Could one simply place the Assumption at the base of a mini Future Reality Tree and use logical E-C-E connections to achieve the expected Desirable Effects. Then check for any positive loops reenforced by injections. Then check for Negative Branches and trim them with additional injections.
The probability of a predictable outcome is now significantly higher without the potential ambiguity of a high, low scenarios analysis.
There is a second step, now that we have a thorough ‘testing” and better understanding of the base assumptions.
The second step is to actively track the ‘evolvement ‘ / unfolding of your assumptions in reality as key indicators “disprove or falsify your model if they are not borne out (and contains the ability to self destruct if predictions are proven false).
Best Regards – John.
*(Axiom: proposition on which an abstractly defined structure is based)

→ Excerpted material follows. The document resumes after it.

PR #412, opened 2016-11-16
Feature precool

Ghostkeeper:
Starts cooling the nozzle slightly before going to the extruder switch and starts printing when the nozzle isn't quite at full temperature yet.

Implements CURA-1932.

John, this is most interesting challenge. I will think more about it and probably write a whole post on it.
My first reactions are:
1. TOC strives to use scientific methods, but it is far (yet???) from being a science. There are several arbitrary and adjustable assumptions in TOC, including the definition of “constraint”, the meaning of “exploitation” and certainly “subordination” is not a scientifically robust definition. Certainly dividing a buffer into three is arbitrary assumption, and to my mind not-too-bad.
2. Unlike science that waits for a good enough valid hypothesis to include it in the current knowledge, in management the managers need to decide NOW. So, if an assumption looks subjectively valid and there is no big harm if we follow the assumption and it proves wrong, then let’s use it NOW and check it again in the future.
3. I wrote a post on the limitations of the TP. A cause-and-effect tree, which passed several people checks according to the legitimate reservations, is still a very subjective statement. We do have robust tools to check logical connections. In reality there always more and more insufficiency reservations. We used to call them “oxygen” in order to justify ignoring them, but this is a very subjective approach.
4. The TP does not go at all into quantifications. However, in many cases there is no way to ignore it.
5. Just a correction: I’m not speaking about high and low probability, but high and low potential results of a decision, action or an initiative. I do assume that given the subjective assessment of several people we have a range with relatively high probability that the actual result would fall into it.
To demonstrate the two last points, let me give a specific example:
The sales of product P1 are below the expectation. It is a good product, which went through TOC analysis according to the 6 questions and the offer to the market seems to irresistible, yet results are below the expectations. The suggestion is to reduce the price by 20%. The demand would, almost certainly, go up. Question is: by how much? Considering the current T/Revenue is 50% – this rate would be only 37.5%, requiring considerable more sales to get the same level of T. Can you trim the negative branch? How do you compare a FRT with NBRs of this move to another one, say launching another new product, assuming you do have the capacity and focus to do both? The TP does not know to choose one FRT over another!
To be continued!
Thank John, I’m ready to continue the discussion.